Abstract/References

Maternal septic shock due to Acinetobacter lwoffii infection:a case report

Hirotaka Isogami, Misa Sugeno, Karin Imaizumi, Toma Fukuda, Norihito Kamo, Shun Yasuda, Akiko Yamaguchi, Keiya Fujimori

Author information
  • Hirotaka Isogami

    Department of Obstetrics and Gynecology, Fukushima Medical University School of Medicine

  • Misa Sugeno

    Department of Obstetrics and Gynecology, Fukushima Medical University School of Medicine

  • Karin Imaizumi

    Department of Obstetrics and Gynecology, Fukushima Medical University School of Medicine

  • Toma Fukuda

    Department of Obstetrics and Gynecology, Fukushima Medical University School of Medicine

  • Norihito Kamo

    Department of Obstetrics and Gynecology, Fukushima Medical University School of Medicine

  • Shun Yasuda

    Department of Obstetrics and Gynecology, Fukushima Medical University School of Medicine

  • Akiko Yamaguchi

    Department of Obstetrics and Gynecology, Fukushima Medical University School of Medicine

  • Keiya Fujimori

    Department of Obstetrics and Gynecology, Fukushima Medical University School of Medicine

Abstract

The incidence of Acinetobacter infections has increased in recent years. Acinetobacter infections are resistant to most antibiotics and can be found in hospitalized patients. Pregnancies complicated by severe sepsis or septic shock are associated with a higher rate of preterm labor and delivery, fetal infection, and operative delivery. This case report describes septic shock due to Acinetobacter lwoffii infection in the 31st week of gestation. A 47-year-old woman, with a gestation of 31 weeks and one day, presented with a fever, and signs of bacterial infection on laboratory tests. Although the patient was started on tazobactam/piperacillin, she went into septic shock, and was transferred to our hospital.
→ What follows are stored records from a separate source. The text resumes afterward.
PR #52, opened 2020-10-26
Require konk and service name fields in KonkService

kd7lxl:
This updates the KonkService CRD to require the konk.name and service.name fields.


abalaven (approved):
Can we add `version` and `group` here as well? Those will be required values too.

kd7lxl:
> Can we add `version` and `group` here as well? Those will be required values too.

Makes sense 👍

abalaven (approved):

PR #55, opened 2020-10-26
Combine example-apiserver and example-konk-service charts

abalaven:
Moved the `KonkService` CR and example CRDs to the `example-apiserver` chart. The `KonkService` CR is now created when we deploy the `example-apiserver` chart.

Also updated README to elaborate on the new charts added to the repo.


helm-charts/example-apiserver/templates/konk-service.yaml
```diff
@@ -6,8 +6,8 @@ spec:
   konk:
     name: example-konk
```
kd7lxl, line 7: As a more complete example, it would be good to set this with values.

helm-charts/example-apiserver/templates/konk-service.yaml
```diff
@@ -6,8 +6,8 @@ spec:
...
   service:
-    name: runner-example-apiserver
-  group: example.infoblox.com
-  version: v1alpha1
+    name: {{ include "example-apiserver.fullname" . }}
+  group: {{ .Values.group }}
+  version: {{ .Values.version }}
```
kd7lxl, line 11: This will likely be static for any given app, so they don't really need to be values.

abalaven: I figured it would be easier to add these fields to values, since its also used here (forgot to override)- https://github.com/infobloxopen/konk/blob/main/helm-charts/example-apiserver/templates/apiservice.yaml#L18-L19

Although I don't believe we need to create this in the external cluster.

.github/workflows/pr.yaml
```diff
@@ -52,6 +52,17 @@ jobs:
         timeout-minutes: 5
         run: |
           make kind-load-apiserver deploy-example-apiserver KIND_NAME="chart-testing"
+          until kubectl wait --timeout=2m --for=condition=ready pod -l app.kubernetes.io/component=apiservice,app.kubernetes.io/instance=example-konkservice
+          do
+            sleep 1
+          done
```
drewwells, line 58: You can remove this, the helm command uses `--wait` which implements a more complete version of this ready pod check here.

.github/workflows/pr.yaml
```diff
@@ -52,6 +52,17 @@ jobs:
...
+          POD_NAME=$(kubectl get pod -o name | grep konkservice)
+          until kubectl exec -it $POD_NAME -- kubectl get apiservice v1alpha1.example.infoblox.com | grep True
+          do
+            kubectl exec -it $POD_NAME -- kubectl describe apiservice v1alpha1.example.infoblox.com
+            sleep 10
+          done
+          kubectl exec -it $POD_NAME -- kubectl get crd appconfigs.stable.example.com websites.extensions.example.com
```
drewwells, line 65: Can you move the apiservice check to here too? Then, Test APIServer actions block can be removed
```suggestion
          until kubectl apply -f test/apiserver/sample/contact.yaml
          do
            sleep 5
          done
          until kubectl get contact
          do
            sleep 5
          done
          kubectl exec -it $POD_NAME -- kubectl get crd appconfigs.stable.example.com websites.extensions.example.com          
```

drewwells (commented):
The get pod check should be removed. helm upgrade --wait does a better job of checking readiness and is in the make rule

kd7lxl (approved):

helm-charts/konk-service/values.yaml
```diff
@@ -48,3 +48,9 @@ service:
   name: test
 
 crds: null
+
+group:
+
+version:
+
+tlsVerify: false
```
kd7lxl, line 56: We should default this to `true`.

kd7lxl: You're really confusing me now. Is this feature verifying or skipping verification? If the variable is named opposite of what it does, the name should be changed.

abalaven: You're right. Will rename it to `tlsVerifySkip`.

kd7lxl: It would be least confusing to name it exactly after the k8s field: `insecureSkipTLSVerify`
https://github.com/infobloxopen/konk/blob/4ac9771d63fcad89759c33758111042a5244b962/helm-charts/konk-service/templates/configmap.yaml#L59

helm-charts/konk-service/templates/configmap.yaml
```diff
@@ -50,9 +50,14 @@ data:
...
       name: {{ .Values.version }}.{{ .Values.group }}
     spec:
+      {{- if eq .Values.insecureSkipTLSVerify false }}
       caBundle: {{` {{ CERT }} `}}
+      {{- end }}
       group: {{ .Values.group }}
       groupPriorityMinimum: 1000
+      {{- if eq .Values.insecureSkipTLSVerify true }}
+      insecureSkipTLSVerify: {{ .Values.insecureSkipTLSVerify }}
+      {{- end }}
```
kd7lxl, line 60: Now that you're not trying to match null values as true, this logic could be simplified:
```suggestion
      {{- if .Values.insecureSkipTLSVerify }}
      insecureSkipTLSVerify: {{ .Values.insecureSkipTLSVerify }}
      {{- else }}
      caBundle: {{` {{ CERT }} `}}
      {{- end }}
      group: {{ .Values.group }}
      groupPriorityMinimum: 1000
```

kd7lxl (approved):

helm-charts/konk-service/templates/configmap.yaml
abalaven: Done

PR #57, opened 2020-10-28
TK-65894 add rbac aggregation to admin and edit roles

drewwells:
TK-65894 add rbac aggregation to admin and edit roles

should be merged after #55

### DIFF
--- a/examples/konk-service.yaml
+++ b/examples/konk-service.yaml
@@ -3,7 +3,17 @@ kind: KonkService
 metadata:
   name: example-konkservice
 spec:
-  group: example.infoblox.com
+  group:
+    name: example.infoblox.com
+    kinds:
+    - Contact
+    verbs:
+    - create
+    - update
+    - get
+    - list
+    - delete
+    - watch
   konk:
     name: example-konk
   service:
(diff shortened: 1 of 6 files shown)


helm-charts/konk-service/values.yaml
```diff
@@ -50,6 +50,18 @@ service:
 crds: null
 
 group:
+  name: example.com
```
abalaven, line 53: It looks like this is relevant only to the `example-apiserver` chart, can we add this directly to the `KonkService` object in that chart?

examples/konk-service.yaml
```diff
@@ -3,7 +3,17 @@ kind: KonkService
 metadata:
   name: example-konkservice
 spec:
-  group: example.infoblox.com
+  group:
+    name: example.infoblox.com
+  kinds:
```
abalaven, line 8: `kinds` and `verbs` should be indented the same way as `name`

helm-charts/konk-service/values.yaml
drewwells: I changed the parameters. Group is now an object with properties so we can configure rbac permissions

abalaven (approved):

PR #58, opened 2020-10-28
drews computer needs longer to start kube-apiserver

drewwells:


helm-charts/konk/templates/deployment.yaml
```diff
@@ -67,6 +67,8 @@ spec:
               path: /healthz
               port: https
               scheme: HTTPS
+            failureThreshold: 30
```
kd7lxl, line 70: `30 * 10s = 5m` to finish startup. Seems fine.

kd7lxl (approved):

helm-charts/konk/templates/deployment.yaml
drewwells: I skimmed the docs while doing this and found this in an example. I don't think this impacts the liveness probe that was causing me issues

PR #593, opened 2026-03-23
fix: push new distroless images in CI and load correct tags in operator

rsatal:
- Jenkinsfile: add docker-build/push targets for konk-app, konk-provision, and konk-service — these images were never pushed by CI after being introduced in #582
- Makefile: simplify image-tag-values.yaml generation (remove kubeadm dependency, add kind.image.tag); make docker-build depend on it so tags are always regenerated before baking into the operator image
- watches.yaml: add valuesFiles for image-tag-values.yaml so operator loads correct image tags at runtime instead of falling back to appVersion
- image-tag-values.yaml: update bootstrap tags for current build

### DIFF
--- a/helm-charts/konk/image-tag-values.yaml
+++ b/helm-charts/konk/image-tag-values.yaml
@@ -1,13 +1,13 @@
-# kubernetes v1.25.8
+# kubernetes $(K8S_RELEASE)
 apiserver:
   image:
-    tag: v1.25.8-g9fefaa7
+    tag: $(K8S_RELEASE)-$(GIT_SHORT)
 etcd:
   image:
-    tag: v3.6.8
+    tag: $(ETCD_VERSION)
 provision:
   image:
-    tag: v0.2.1-150-g9fefaa7-j11
+    tag: $(GIT_VERSION)
 kind:
   image:
-    tag: v0.2.1-150-g9fefaa7-j11
+    tag: $(GIT_VERSION)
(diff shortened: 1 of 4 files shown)


helm-charts/konk/image-tag-values.yaml
```diff
@@ -1,7 +1,13 @@
 # kubernetes v1.25.8
 apiserver:
   image:
-    tag: v1.25.8
+    tag: v1.25.8-g9fefaa7
 etcd:
   image:
-    tag: 3.4.9-1
+    tag: v3.6.8
```
daniel-garcia: these should be templated out

helm-charts/konk/image-tag-values.yaml
```diff
@@ -1,7 +1,13 @@
...
+provision:
+  image:
+    tag: v0.2.1-150-g9fefaa7-j11
```
daniel-garcia: these should be templated out

daniel-garcia (changes requested):

helm-charts/konk/image-tag-values.yaml
rsatal: Addressed

helm-charts/konk/image-tag-values.yaml
rsatal: Addressed

daniel-garcia (approved):

vbuddhavarapu-infoblox (approved):

PR #659, opened 2026-07-10
Log actual Helm error on upgrade failure

rsatal:
## Summary
- Operator-sdk's `UpgradeRelease()` drops the real Helm upgrade error (hook timeout, resource conflict, etc.) and replaces it with a bare sentinel `"upgrade failed; rollback required"`
- The actual error was printed to stdout via `fmt.Printf` — invisible in structured JSON logs
- This patch wraps the underlying Helm error into `ErrUpgradeFailed` via `fmt.Errorf("%w: %v", ErrUpgradeFailed, err)` so the real cause propagates into operator logs and CR status conditions

## Before
```
{"level":"error","msg":"Release failed","error":"upgrade failed; rollback required"}
```

## After
```
{"level":"error","msg":"Release failed","error":"upgrade failed; rollback required: pre-upgrade hook \"bulk-konk-etcd-fix-helm-orphans\" failed: job failed: BackoffLimitExceeded"}
```

## Context
Discovered while debugging etcd upgrade failure on us-dev-4 where the upgrade error was completely opaque — required manual correlation of events, Jobs, and webhook logs across namespaces to find the root cause (VPC admission webhook blocking hook pods).

## Test plan
- [ ] Docker build succeeds with patch applied
- [ ] Deploy to dev cluster and trigger an upgrade — verify operator logs include the underlying Helm error
- [ ] Verify `errors.Is(err, ErrUpgradeFailed)` still works (rollback path still triggers)

### DIFF
--- a/Dockerfile
+++ b/Dockerfile
@@ -6,8 +6,10 @@ RUN apk add --no-cache git make bash
 
 # Clone and build operator-sdk/helm-operator
 WORKDIR /workspace
+COPY patches/ /workspace/patches/
 RUN git clone --depth 1 --branch v1.42.0 https://github.com/operator-framework/operator-sdk.git && \
     cd operator-sdk && \
+    git apply /workspace/patches/operator-sdk-upgrade-error-logging.patch && \
     go get golang.org/x/crypto@v0.52.0 \
            golang.org/x/net@v0.55.0 \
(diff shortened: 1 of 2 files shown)


rsatal:
Pushed directly to release/cve-remediations-july26 instead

Cesarean section was performed at a gestation of 31 weeks and 4 days because of severe maternal pneumonia and non-reassuring fetal status. A. lwoffii was detected in blood cultures collected at the previous hospital, and susceptibility to piperacillin and meropenem to A. lwoffii was confirmed. The pneumonia responded to antibiotic treatment and there were no findings of infection in the neonate. Maternal sepsis is an infrequent but important complication, causing significant maternal and fetal morbidity and fetal and neonatal mortality; therefore, early antibiotic therapy is required to improve the clinical outcome.